However when trying cc it left me vey disappointed. For context I’m working on a relatively greenfield rust project and gave it tasks that I would consider appropriate for a junior level colleague like:
- change the return type of a trait and all it’s impls
- refactor duplicate code into a helper function
- replace some of our code with an external crate
it didn’t get any of them correct and took a very long time. Am I using the tool wrong?
How are you using cc or other agentic tools?
I've been having fun with Claude Code and VSCode's agent. Any reasonably experienced engineer should be able to use it for a subset of languages without too many issues, but they definitely need to hydrate the context (eg. using Claude.md) and have a sensible set of system prompts set up. Good, well-written and broken-down-into-steps user prompts are non-negotiable.
I think you are using the wrong language to be honest. LLMs are best at languages like Python, Javascript and Go. Relatively simple structures and huge amounts of reference code. Rust is a less common language which is much harder to write.
Did you give claude code tests and the ability to compile in a loop? It's pretty good in go at least at debugging and fixing issues when allowed to loop.
Current LLM's at least a reasonable percentage of the time still get stuck on race conditions and bugs not obvious via static analysis. If you can explain the exact source of a bug to an LLM they can get it, but if there's a seemingly obvious solution that isn't the correct one, they will try to fix things the wrong way.
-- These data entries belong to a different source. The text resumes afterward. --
PR #8573, opened 2022-10-30
feat(nuxt): add warning `useState` init duplication

kottyan:
### ❓ Type of change

### 📚 Description

When duplicate same useState initialization, useState is silent.(no warning)
Wouldn't it be more developer-friendly to have warnings?

[example case]
```js
const counter = useState('counter', () => Math.round(Math.random() * 1000))
const sameCounter = useState('counter', () => Math.round(Math.random() * 2000)) // This 'init' is ignored. But nothing is reported.
```

### 📝 Checklist

### DIFF
--- a/packages/nuxt/src/app/composables/state.ts
+++ b/packages/nuxt/src/app/composables/state.ts
@@ -25,7 +25,7 @@ export function useState <T> (...args: any): Ref<T> {
   const nuxt = useNuxtApp()
   const state = toRef(nuxt.payload.state.currentValue, key)
   const initState = nuxt.payload.state.init[key]
-  if (initState !== undefined && init !== undefined) {
+  if (process.dev && initState !== undefined && init !== undefined) {
     console.warn(`useState ${key} has already initialized.`)
   }
   if (initState === undefined && init !== undefined) {
--- a/packages/nuxt/src/app/composables/state.ts
+++ b/packages/nuxt/src/app/composables/state.ts
@@ -23,19 +23,15 @@ export function useState <T> (...args: any): Ref<T> {
   const key = '$s' + _key
 
   const nuxt = useNuxtApp()
-  const state = toRef(nuxt.payload.state.currentValue, key)
-  const initState = nuxt.payload.state.init[key]
-  if (process.dev && initState !== undefined && init !== undefined) {
-    console.warn(`useState ${key} has already been initialized.`)
-  }
-  if (initState === undefined && init !== undefined) {
-    nuxt.payload.state.init[key] = init
+  const state = toRef(nuxt.payload.state, key)
+  if (state.value !== undefined && init !== undefined) {
+    console.warn(`useState ${key} has already initialized.`)
   }
   if (state.value === undefined && init) {
     const initialValue = init()
     if (isRef(initialValue)) {
       // vue will unwrap the ref for us
-      nuxt.payload.state.currentValue[key] = initialValue
+      nuxt.payload.state[key] = initialValue
       return initialValue as Ref<T>
     }
     state.value = initialValue
--- a/packages/nuxt/src/app/composables/state.ts
+++ b/packages/nuxt/src/app/composables/state.ts
@@ -26,7 +26,7 @@ export function useState <T> (...args: any): Ref<T> {
   const state = toRef(nuxt.payload.state.currentValue, key)
   const initState = nuxt.payload.state.init[key]
   if (process.dev && initState !== undefined && init !== undefined) {
-    console.warn(`useState ${key} has already initialized.`)
+    console.warn(`useState ${key} has already been initialized.`)
   }
   if (initState === undefined && init !== undefined) {
     nuxt.payload.state.init[key] = init
--- a/packages/nuxt/src/app/composables/state.ts
+++ b/packages/nuxt/src/app/composables/state.ts
@@ -29,7 +29,7 @@ export function useState <T> (...args: any): Ref<T> {
     const defineInit = map.get(key)
 
     if (defineInit && init && defineInit !== init.toString()) {
-      console.warn(`useState ${key} has already initialized.`)
+      console.warn(`useState ${key} has already been initialized.`)
     }
     if (defineInit === undefined && init) {
       map.set(key, init.toString())
--- a/packages/nuxt/src/app/composables/state.ts
+++ b/packages/nuxt/src/app/composables/state.ts
@@ -24,6 +24,9 @@ export function useState <T> (...args: any): Ref<T> {
 
   const nuxt = useNuxtApp()
   const state = toRef(nuxt.payload.state, key)
+  if (state.value !== undefined && init !== undefined) {
+    console.warn(`useState ${key} has already initialized.`)
+  }
   if (state.value === undefined && init) {
     const initialValue = init()
     if (isRef(initialValue)) {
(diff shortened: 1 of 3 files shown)


danielroe (dismissed):
I think that there's a use case for calling `useState` more than once. For example:

```js
export const useUser = () => useState('user', () => ({}))
```

Now, this points to a single state across your app and will only run the init function once. We shouldn't warn the 2nd, 3rd, 4th times this function is called.

If we wanted to warn, then I think it would make sense only to warn when a different init function is provided (so we'd need to map key to init function), and only in development (so it can be tree-shaken out in build).

packages/nuxt/src/app/composables/state.ts
```diff
@@ -24,6 +24,9 @@ export function useState <T> (...args: any): Ref<T> {
 
   const nuxt = useNuxtApp()
   const state = toRef(nuxt.payload.state, key)
+  if (state.value !== undefined && init !== undefined) {
+    console.warn(`useState ${key} has already initialized.`)
```
Atinux, line 28:
```suggestion
    console.warn(`useState ${key} has already been initialized.`)
```

kottyan:
> I think that there's a use case for calling `useState` more than once. For example:
> 
> ```js
> export const useUser = () => useState('user', () => ({}))
> ```
> 
> Now, this points to a single state across your app and will only run the init function once. We shouldn't warn the 2nd, 3rd, 4th times this function is called.
> 
> If we wanted to warn, then I think it would make sense only to warn when a different init function is provided (so we'd need to map key to init function), and only in development (so it can be tree-shaken out in build).

It’s just as you said!!
I tried this.
Is it as expected?

- map key to init function
https://github.com/nuxt/framework/pull/8573/commits/82a2f206f4c4589daf13393078f97799ec07a179
- only in development
https://github.com/nuxt/framework/pull/8573/commits/752b7da9e58a92722d05f5bd7c3c44dd2744e60a

packages/nuxt/src/app/composables/state.ts
kottyan: Thank you!! I fixed it.
https://github.com/nuxt/framework/pull/8573/commits/752b7da9e58a92722d05f5bd7c3c44dd2744e60a

danielroe:
I wouldn't set this within `nuxtApp`, as this will persist into to the built version of the app.

Rather, you could use a map directly within `composables/state` to associate init functions (stringified) with the key. You would only reference this map within a check for `process.dev` so it could be fully tree-shaken out in build mode.

kottyan:
@danielroe 

> Rather, you could use a map directly within composables/state to associate init functions (stringified) with the key. You would only reference this map within a check for process.dev so it could be fully tree-shaken out in build mode.

Thank you.
I fixed it.
https://github.com/nuxt/framework/pull/8573/commits/24eeffd31938dd9250e9b50e5152c8143e0ff1fd

packages/nuxt/src/app/composables/state.ts
```diff
@@ -22,6 +22,18 @@ export function useState <T> (...args: any): Ref<T> {
   }
   const key = '$s' + _key
 
+  if (process.dev) {
+    const map = new Map<string, string>()
```
danielroe, line 26: this needs to be defined outside of `useState` if we want it to persist between calls. Approximately at L4 should be fine.

packages/nuxt/src/app/composables/state.ts
```diff
@@ -22,6 +22,18 @@ export function useState <T> (...args: any): Ref<T> {
...
+    const defineInit = map.get(key)
+
+    if (defineInit && init && defineInit !== init.toString()) {
+      console.warn(`useState ${key} has already been initialized.`)
```
danielroe, line 30:
```suggestion
      console.warn(`useState ${key} has already been initialized with a different initializer.`, defineInit, init.to.toString())
```

packages/nuxt/src/app/composables/state.ts
```diff
@@ -22,6 +22,18 @@ export function useState <T> (...args: any): Ref<T> {
   }
   const key = '$s' + _key
 
+  if (process.dev) {
+    const map = new Map<string, string>()
+    const defineInit = map.get(key)
```
danielroe, line 27: perf: you can likely avoid the multiple calls to `.toString()` below

```suggestion
    const defineInit = map.get(key)?.toString()
```

danielroe, line 27: minor perf point, but we can likely avoid the multiple calls to `init.toString()` below by doing it just once

```suggestion
    const defineInit = map.get(key)
    const newInit = init?.toString()
```

packages/nuxt/src/app/composables/state.ts
kottyan: oh..
It was my lack of understanding.
I fixed it. 
https://github.com/nuxt/framework/pull/8573/commits/44d8b782c54dd9d40f373be07f35ab65d2af7b40

packages/nuxt/src/app/composables/state.ts
kottyan: Thanks. I fixed it.
https://github.com/nuxt/framework/pull/8573/commits/b55c34b7d55a88bf3e298ac8391088c56202f1ac

packages/nuxt/src/app/composables/state.ts
kottyan: Thanks. I fixed it.
https://github.com/nuxt/framework/pull/8573/commits/b55c34b7d55a88bf3e298ac8391088c56202f1ac

packages/nuxt/src/app/composables/state.ts
```diff
@@ -22,6 +22,18 @@ export function useState <T> (...args: any): Ref<T> {
   }
   const key = '$s' + _key
 
+  if (process.dev) {
+    const defineInit = map.get(key)
+    const newInit = init?.toString()
```
pi0, line 27: I think we can simply check the references to be the same. Init function in two files might be exactly the same but has an external variable dependency that differs. Also makes perf slightly better

danielroe: Example:

```js
useState('thing', () => 'value')
```

Every time `useState` is called it receives a **new** factory function.

packages/nuxt/src/app/composables/state.ts
```diff
@@ -22,6 +22,18 @@ export function useState <T> (...args: any): Ref<T> {
...
+
+    if (defineInit && newInit && defineInit !== newInit) {
+      console.warn(`useState ${key} has already been initialized with a different initializer.`, defineInit, newInit)
```
danielroe, line 30:
```suggestion
      console.warn(`useState has been called for \`${key}\` with multiple initializers. This may be safe, or it may indicate an issue. Initializers:`, defineInit, newInit)
```

pi0:
Since `useState` (and it's default value) is isolated to each rendering context, there might be legitimate use cases that developers intentionally use different initializers and expect different/initial state based on first usage. I would a temporary redirect url as an example but could be more. Adding this forces those use-cases to avoid using the feature. 

Also with the stringification workaround, we still miss if the function depends on different context variable boundings (`const x = () => {}; const s = useState('key', () => { x() })` can be different in two pages and we cannot check)

Are there any real world stories/issues arising from misuse of `useState()`? If not i would suggest to improve documentation instead. An ESLint plugin can also help to globally analyze `useSate('key')` patterns and avoid duplicates via a rule...

danielroe:
First, my apologies for keeping you waiting on this PR. It's a nice implementation. But I agree with @pi0 here. I haven't seen many, if any, issues related to this possible issue.

Let's focus on improving docs. If you still think it's a good idea, would you open an issue on https://github.com/nuxt/nuxt/ so we can discuss first?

It's best to use AI in areas where a lack of specificity or precision isn't a major hinderance, and all abstraction is a closed loop that won't hurt you in the future due to not knowing how it works.
What helped me was shifting how I use it. I don’t treat it like a junior dev anymore, I treat it more like a second brain. For example:
I use Claude Code to explore options before I commit to a design. I’ll ask it “what are 3 ways to abstract this logic?” and sometimes that alone gives me a better direction.
It’s pretty good at turning rough notes or comments into starter code or test cases. That saves time on boilerplate.
If I feed it a clean, self-contained chunk of code and ask for a targeted change (e.g., “convert this to async”), it often nails it. But yeah, across a codebase, not so much.
Had less luck on generating new features. It's great for prototyping UI but I routinely end up writing it myself.
It's also quick to forget how I like to do things or what libraries and packages it should use. So I either have to keep reminding it or fix up the work myself. While I'm unsure whether it still ends up being quicker, that's really immaterial for me because it absolutely kills the enjoyment of the work.
I now have 5-10 small services running, whatever "thing" I think I need I create it and self host it.
It's such a revolution.
Have been using it to build a DSL in JS. Greenfield. I’ve followed the commonly touted “plan, act, evaluate” approach; I’ve got it to generate a clear project vision, scope, and feature checklist. Then told it to refer to that for context. I’ve been descriptive and explicit in my prompting, way more so than previously.
It has gotten the broad strokes right, I’ve got an exceptionally barebones DSL, made up of 5 entities, working…just.
It has now started to spin its wheels on small issues and can’t fix them without breaking something else. The codebase isn’t even big (~8 main functions across a few files). Troubleshooting the code is difficult because it’s convoluted and I lack the same intuition for it I would have had I written it myself. I’ve decided to rewrite everything with less control ceded to the LLM.
When it works, it feels great. When it doesn’t, which is often, the spell is broken and I feel I’ve wasted a bunch of time and have not much to show for it.
I think we have to build up enough code for it to start appearing like brownfield, before Claude knows how to engineer correctly. Which kind of makes sense if we view Claude Code as a junior engineer with infinite stamina.
I also actually like to spin up Claude Code and Gemini in parallel to see what each one comes up with. Gemini will often do the simpler approach, but not often fully featured, and my solution often ends up taking the 2 solutions and refining in Cursor to come up with the final solution.
It’s useful as an built-in quick docs / search that can spit out small code fragments.
Every time I gave it more space results were disappointing.
What language are you using?
> I’m working on a relatively greenfield rust project
I haven't had good luck using LLMs with Rust, but it may just be me.